Prizes of the future include predictive analytics, machine learning, and artificial intelligence. The oil & gas industry has already seen some success in areas like artificial lift optimization and drilling automation, but many PA, ML, and AI initiatives stall out or plateau because they need big data to thrive. Gartner defines big data like this:

Big data is high-volume, high-velocity and/or high-variety information assets that demand cost-effective, innovative forms of information processing that enable enhanced insight, decision making, and process automation.

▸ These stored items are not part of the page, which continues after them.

PR #551, opened 2024-11-24
fix: Inherit properties set via Source

abbra:
When tapes sourced into each other, properties set in included tapes aren't affecting the configuration in the tape that sources them. Fix this by allowing to parse them all within the current commands context.

### DIFF
--- a/parser/parser.go
+++ b/parser/parser.go
@@ -123,7 +123,7 @@ func (p *Parser) Parse() []Command {
 			p.nextToken()
 			continue
 		}
-		cmds = append(cmds, p.parseCommand())
+		cmds = append(cmds, p.parseCommand(cmds))
 		p.nextToken()
 	}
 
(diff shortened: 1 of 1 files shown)


caarlos0:
Hi!

this PR doesn't seem to fix the issue.

Going with #567 instead. 

Thanks for your work on this though!

abbra:
#566 is not the same as #551 -- you closed the latter claiming it does not do anything but you haven't tested it.

abbra:
I cannot test #567 today, sorry, too much work at $dayjob

caarlos0:
> #566 is not the same as #551 -- you closed the latter claiming it does not do anything but you haven't tested it.

sorry, in your description is not very clear what is actually not working, I thought it was the `Set` commands. 

Could you clarify what's the difference?

abbra:
If I set say, font and colors, in the included tape, they aren't reflected in anything that is done after the sourcing.

For example, if I had two tapes, `inc/base.tape` and `my.tape`, where the latter includes the former, then with the original version running the `my.tape` would not use the settings from the `inc/base.tape`. 
```
$ cat inc/base.tape
Set Theme GruvboxDark
Set Shell "bash"
Set FontSize 24
Set Width 1200
Set Height 800

$ cat my.tape
Output "my.webm"

Source "inc/base.tape"

Type "# Authenticate as an admin first"
Enter
...
```

PR #127, opened 2016-01-15
Use `Services` module for external APIs

mobaig:
This app is using an old pattern to retain references to the API
clients. The `Services` module is simpler and is in use in most other
applications.


benlovell:
Nice :sparkler:

jennyd:
Which other apps are using this pattern? I don't remember seeing it in many others on GOV.UK. If we're going to standardise on a pattern like this it's worth discussing a bit more widely.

The digital oilfield of the future runs on big data, underscoring the need for effective “big data management.” It’s a 2 part problem. First, you need robust tech and energy industry-specific capabilities. And second, your tech stack must be able to accommodate accelerating volumes, variety, and velocity of oilfield data now streaming from smart connected devices, SCADA, and the Internet of Things (IoT). It’s about solving big data management as well as big data consumption, bringing digital oilfield data sources together, orchestrating it, then pushing big data sets to machine learning and AI applications.

Data management maturity, technology, and standards must keep pace, expanding the scope to include the data coming in from SCADA and IoT systems to achieve the nirvana of AI/ML. and automation. Big data management unlocks a new world of data science. The implications are staggering, from reservoir simulation, well planning, marrying completions to the rock, economic forecasts, enhanced oil recovery, and HSE. The benefits of predictive analytics and ML also extend into midstream, bringing a new level of capability to optimize operations and minimize costs, power transactions, and maximize spreads.

In the digital oilfield, data management is the most important skillset that can make or break an organization. The strategies you choose, technology you deploy, and data managers you hire are the determining factors that will hold organizations back or set them up to succeed and grow.